My Year In Rehab

I needed all the help I could get. And I got it.

cupcake-bdayOn a cool February night, about a month after my twenty-third birthday, I drove my truck into oncoming traffic. I had lost my job that day for getting loaded at work, and proceeded to spend my evening seeking oblivion. I was on my way home from a gas station, eating an ice cream sandwich when I veered into a car head on. I will always be grateful that the only casualty was my ice cream sandwich, which ended up plastered to my face after the airbag deployed. I was subsequently offered one year of rehab in lieu of jail time.


My family was eager to get me back into rehab, still holding false hope that another expensive treatment center would be the one to finally “fix” me. I was anything but excited. It was my fifth time in rehab, and I didn’t know what was more depressing: the fact that I was going to rehab again, or the fact that I knew exactly what to expect when I got there. “Normal young adults aren’t so familiar with treatment centers,” I thought to myself, but I knew I wasn’t normal. I could have written a book on surviving rehab without having to change.
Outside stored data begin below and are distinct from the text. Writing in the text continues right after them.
PR #93478, opened 2026-08-24
feat(guardrails): pre-tool-call required-argument validation to break empty-shell retry loops

fred0m:
## Summary

Adds a pre-tool-call required-argument validation layer to `tool_loop_guardrails`. Tool calls missing arguments the tool itself declares mandatory are now blocked **before execution**, with a message that names the missing arguments and carries the schema's own guidance for each — so the block message doubles as a repair hint the model can act on immediately.

Motivation: in a real session while deploying a service (self-hosted setup), the agent called `skill_manage create` **nine times in a row** without `content` (one retry even passed `file_content`, the wrong key). Every call executed, failed, and re-entered loop detection; the built-in `Tool loop warning` only fires at 9 same-tool failures and is a warning, not a halt. Validating required args before dispatch cuts the empty-shell retry cycle at the source — no failed execution, no retry, no loop.

## Changes

- **`model_tools.py`** — new `validate_required_tool_args()`:
  - Universal check: `parameters.required` from `ToolRegistry.get_schema(tool_name)`.
  - Conditional check: a `conditional_required` rule table (config) for tools whose schemas are intentionally loose — e.g. `skill_manage` only declares `["action", "name"]` as required, while `content` is required for `create`/`edit`, `old_string`/`new_string` for `patch`, `file_path`/`file_content` for `write_file`.
  - Message: `Tool X is missing required argument(s): Y. <schema description for Y>`.
- **Placement** — inside `handle_function_call`, after plugin `pre_tool_call` hooks (plugins keep priority to `modify`/supply args) and before ACP edit approval. Blocked calls emit `post_tool_call` with `status="blocked"`, `error_type="missing_required_args"`, so they are **not** counted as failures by loop guardrails.
- **`config_defaults.py` / `agent/tool_guardrails.py`** — `pre_tool_validation` (default `true`) and `conditional_required` (overridable; falls back to defaults when absent) under `tool_loop_guardrails`. No new env vars; no change to the tool schemas sent to the model.

Boundary choice: a missing key or explicit `None` is treated as missing; an empty string is not (e.g. `skill_manage patch new_string=""` legitimately deletes matched text).

## Testing

[...]

PR #97222, opened 2026-08-28
feat(agent): post-execution tool result validation

thewulf7:
## What does this PR do?

Adds a lightweight validator that runs **after** every tool call, before the result reaches the LLM. When a tool returns `None`, the wrong type, or a shape that makes no sense for that tool, the agent currently feeds the garbage directly to the model — which then hallucinates a corrective action instead of recognising the failure cleanly.

This PR surfaces shape mismatches early without ever blocking execution:

- Validation failure → **WARNING log + entry in `middleware_trace`** — the original result is always passed through unchanged.
- Unknown / MCP / future tools are **always allowed** through (no rule = no rejection).
- A bug in the validator itself **cannot crash** tool execution (try/except in `tool_executor.py`).

## Related Issue

Complements #93478 (pre-call required-argument validation): that PR stops the LLM dispatching a malformed *call*; this PR detects when a well-formed call returns a malformed *response*.

## Type of Change

## Changes Made

- `agent/tool_result_validator.py` — new module; pure `validate_tool_result(tool_name, result) -> (bool, str | None)`
- `agent/tool_executor.py` — 22-line patch after `_invoke_tool()` returns, before `_emit_terminal_post_tool_call`
- `tests/agent/test_tool_result_validator.py` — 25 unit tests covering all registered tools, unknown tools, and edge cases

## How to Test

```bash
uv run --extra dev python3 -m pytest tests/agent/test_tool_result_validator.py -v
# → 25 passed
```

To see it fire in a live session: run any tool that returns `None` (e.g. mock `read_file` in a test agent) and watch for the WARNING in the log.

### Code

- [x] I searched for existing PRs — #93478 is the closest; this is post-exec, not pre-exec
- [x] I've run `pytest tests/agent/test_tool_result_validator.py -v` — 25 passed
- [x] Tested on: macOS 15 (Apple Silicon)

- [x] Module docstring documents design decisions — or N/A
- [x] No new config keys added — or N/A
- [x] AGENTS.md unchanged (no architecture change, just a new hook point) — or N/A

### DIFF
--- a/agent/tool_executor.py
+++ b/agent/tool_executor.py
@@ -1216,8 +1216,9 @@ class _ConcurrentBatch:
                     "preview": repr(result)[:200],
                 })
         except Exception as _val_err:
-            # Validation is best-effort — never block the tool result
-            logger.debug("tool result validator raised for %s: %s", ref.name, _val_err)
+            # Validation is best-effort — never block the tool result.
+            # Log at WARNING so a bug in the validator itself is visible.
+            logger.warning("tool result validator raised for %s: %s", ref.name, _val_err)
         is_error, _ = _detect_tool_failure(ref.name, result)
         if is_error:
             logger.info("tool %s failed (%.2fs): %s", ref.name, duration, result[:200])
@@ -1439,6 +1440,7 @@ def execute_tool_calls_concurrent(agent, assistant_message, messages: list, effe
     batch = _ConcurrentBatch(agent, messages, effective_task_id, parsed_calls, timeout_s)
     agent._current_tool = tool_names_str
     agent._touch_activity(f"executing {num_tools} tools concurrently: {tool_names_str}")
+
 
 
     spinner = _start_quiet_tool_spinner(agent, "", {}, label=f"⚡ running {num_tools} tools concurrently")
--- a/agent/tool_executor.py
+++ b/agent/tool_executor.py
@@ -1198,6 +1198,26 @@ class _ConcurrentBatch:
         duration = time.time() - start
         if not blocked and not dispatched:
             ref.emit_post(agent, result, duration_ms=int(duration * 1000))
+        # Post-execution tool result validation — catches malformed results before
+        # they reach the LLM, logs a warning, and records the issue in middleware_trace.
+        # Does not block execution: the original result is always passed through.
+        try:
+            from agent.tool_result_validator import validate_tool_result
+            is_valid, validation_error = validate_tool_result(ref.name, result)
+            if not is_valid:
+                logger.warning(
+                    "tool %s returned unexpected result shape: %s",
+                    ref.name,
+                    validation_error,
+                )
+                ref.trace.append({
+                    "type": "tool_result_validation_error",
+                    "error": validation_error,
+                    "preview": repr(result)[:200],
+                })
+        except Exception as _val_err:
+            # Validation is best-effort — never block the tool result
+            logger.debug("tool result validator raised for %s: %s", ref.name, _val_err)
         is_error, _ = _detect_tool_failure(ref.name, result)
         if is_error:
             logger.info("tool %s failed (%.2fs): %s", ref.name, duration, result[:200])
@@ -1419,6 +1439,7 @@ def execute_tool_calls_concurrent(agent, assistant_message, messages: list, effe
     batch = _ConcurrentBatch(agent, messages, effective_task_id, parsed_calls, timeout_s)
     agent._current_tool = tool_names_str
     agent._touch_activity(f"executing {num_tools} tools concurrently: {tool_names_str}")
+
 
     spinner = _start_quiet_tool_spinner(agent, "", {}, label=f"⚡ running {num_tools} tools concurrently")
     try:
--- a/agent/tool_executor.py
+++ b/agent/tool_executor.py
@@ -53,6 +53,7 @@ from tools.tool_result_storage import (
     extract_persisted_path,
 )
 from tools.budget_config import BudgetConfig, DEFAULT_BUDGET, budget_for_context_window
+from agent.tool_result_validator import validate_tool_result, get_result_preview
 
 logger = logging.getLogger(__name__)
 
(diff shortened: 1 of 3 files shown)


Enough1122:

Better than a pure-additive change: this one is wired in — `_execute` in `agent/tool_executor.py` calls `validate_tool_result` after each tool execution, logs on failure, and records to `middleware_trace`. The lenient stance (unknown tools always pass) is the right default, and the tests are decent for the pure function. A few concerns:

1. **`middleware_trace` isn't defined anywhere in the diff — and the broad `except Exception` would hide it if it's missing.** The added block references `middleware_trace.append(...)` but the diff shows no definition; if it isn't a pre-existing local in `_execute`'s scope, that append raises `NameError`, which the surrounding `except Exception as _val_err` swallows and logs only at debug. That would silently kill the entire feature (and mask the bug). Please confirm `middleware_trace` is a defined local there — and more importantly, consider narrowing the catch so a genuine bug in the validator/record step is visible rather than swallowed as "best-effort".

2. **The `except Exception` + `logger.debug` pairing defeats the feature's own purpose.** The whole point is observability ("catches malformed results early"), yet if the validator itself raises, the incident is invisible at normal log levels. Any regression in the validator (import error, signature change, a new result type it doesn't handle) degrades silently. At minimum log at WARNING when the validator itself fails, not debug.

3. **Module docstring overclaims: this is observability, not prevention.** "Prevents downstream hallucinations" / "catches malformed results early" implies the bad result is stopped; in practice the original result always passes through (which the `_execute` comment correctly states). If the intent is prevention, wire the invalid path to actually do something (strip/flag the result before it reaches the model, or surface it to the UI). If it's telemetry only, the docstring and the `middleware_trace` name should say "tracks", not "prevents" — otherwise the stated contract and the shipped behavior drift apart.

4. **False-positive risk: any dict containing an `"error"` key is invalid for `web_search`/`web_extract`.** Legitimate structured results (MCP tools, providers that return an error-shaped body the model should actually see and reason about) would be flagged and warned on every call. Combined with `_validate_api_tool_result`'s dict branch being effectively a no-op ("has results/data/items → valid", "other keys → probably ok"), the api validation catches almost nothing real while still being able to misfire on an `"error"` key. If error-keyed results are data (the terminal validator already says "error output is data, not a failure" for exactly this reason), the web validator should be consistent and not flag them.

5. **No test exercises the wiring in `_execute`.** The suite only calls `validate_tool_result` directly. The integration behavior — the warning is emitted and `middleware_trace` gets an entry when a tool returns a bad shape — is untested, and a regression in the record step (like #1) wouldn't be caught. A test that runs a real tool through `_execute` with a malformed result and asserts the trace entry / log line would close that.

Minor: `_validate_file_tool_result` and `_validate_api_tool_result` use f-string `logger.warning(...)` instead of lazy `%s` formatting — the file's own code uses both styles; pick one (the module's other calls use `%s`).

The heuristic surface is small and honest; the main asks are: prove `middleware_trace` exists in scope, make validator-internal failures visible, and align the docstring with the actual (non-blocking) behavior.

thewulf7:
@Enough1122 review again please

Enough1122:

Re-reviewed at head `0976fead3fa60f43f7651585a2873ecb26be8680` (2 commits). Thanks for the request — here is where it stands against the points raised earlier.

**Resolved since the previous review**

- `middleware_trace` is a genuine local in the enclosing scope: it is bound as the loop variable at `agent/tool_executor.py:1224` (`for i, (tc, name, args, middleware_trace, block_result, _scope_block) in enumerate(parsed_calls)`) and reassigned at `:1403` (`middleware_trace = managed.middleware_trace`). The `NameError` risk I flagged is not real — verified against the base revision.
- The validator's own exception is now logged at WARNING rather than DEBUG, so a regression inside the validator no longer disappears at default log levels.

The wiring itself is also correct on one subtle point worth confirming: the `middleware_trace.append(...)` at the new block runs *before* `_emit_terminal_post_tool_call(..., middleware_trace=list(middleware_trace))` (base `:1448-1456`), so the validation entry really does reach the terminal `post_tool_call` payload rather than being appended to a list that was already copied.

**Remaining findings**

1. **Dead code: `ToolResultValidationError` and `get_result_preview` are never used.** In `agent/tool_result_validator.py`, the exception class at `:64` is defined and never raised or caught anywhere, and `get_result_preview` at `:165` has no caller — I confirmed both identifiers occur exactly once each in the file at head. Meanwhile the executor wiring builds its own preview with `repr(result)[:200]` instead of calling the helper the module ships. Either delete both, or have the wiring call `get_result_preview(result)` so truncation/sanitisation lives in one place. As written the module advertises two APIs nobody consumes. *(Non-blocking)*

2. **`TestWiringContract` tests a mirror of the wiring, not the wiring.** `tests/agent/test_tool_result_validator.py:364-376` re-implements the executor block as `_simulate_executor_wiring`, with its own local `trace: list = []`, then calls `validate_tool_result` directly. If the real block in `tool_executor.py` is deleted or edited, these tests still pass. They verify the validator's return contract, which is already covered above them — they do not verify integration. A test that runs a real tool call through `_execute` and asserts on the resulting `middleware_trace` would be the actual proof. *(Non-blocking, but the "Wiring contract" name currently overstates what is tested.)*

3. **Validation runs on the synthetic error string.** The new block sits after the `except Exception as tool_error:` handler (base `:1443-1445`), which sets `result = f"Error executing tool '{function_name}': {tool_error}"`. That string is then fed to the validator as though it were a tool result. It happens to pass (it is a `str`), so nothing breaks today, but validating a string the executor itself fabricated is not what "catch malformed results" means. Consider skipping validation when the tool raised. *(Non-blocking)*

4. **`blocked` / `dispatched` are not excluded.** `blocked` and `dispatched` are set at base `:1404-1405`, and the new block runs unconditionally for both. When a middleware dispatches the call elsewhere, `result` is the dispatcher's return value rather than a tool result, so checking it against the `read_file` / `terminal` / `search_files` rules can emit spurious warnings for shapes those rules were never written for. The very next statement already uses exactly this guard — `if not blocked and not dispatched:` at base `:1447`. Reusing it here keeps the semantics consistent. *(Non-blocking)*

5. **Per-call import inside the hot path.** `from agent.tool_result_validator import validate_tool_result` is executed inside `_execute`, i.e. on every tool call. Module caching makes this cheap, but the file imports everything else at module scope (`agent/tool_executor.py:13-54`), so a module-level import would match local convention. *(Non-blocking)*

**Verdict: LGTM** — the two functional concerns from the earlier review are resolved and the remaining items are hygiene. Items 1 and 2 are the ones I would actually act on before merge: each ships an API or a test whose stated purpose is not realised by the code.

thewulf7:
@Enough1122 re-review please

thewulf7:
@teknium1 hey could you review this one please?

I knew how to talk to the counselors so they would be confident in my recovery, but not make me the center of attention. I was good at doing my time and staying out of the spotlight. I would enter slightly depressed, leave slightly optimistic, and though everyone I met was confident in my progress, I relapsed every time.

This trip to treatment was no different. I went in to the program somber, disparaging, and hopeless as I usually did when I got to a rehab or detox. I was already used to articulating canned responses like: “Yes, I am in rehab again.” “Yes, I’m taking it seriously this time.” “No, I don’t feel like killing myself. Thank you for your concern,” and “I’m working very hard on myself.”

I had seen people in my position finally get sober after similarly discouraging experiences and copious trips to rehab with no avail, but I couldn’t fathom myself “getting it.” Still, I had to believe something. I dug for any last vestige of hope I could muster. One thing was clear, I would be in rehab for a year, and if there was ever an opportunity to take a break from my routine of self-destructive narcissism and focus on trying to clean up my act, now was that time. I decided rather early in my residency that I would make a sincere effort to attain long-term sobriety.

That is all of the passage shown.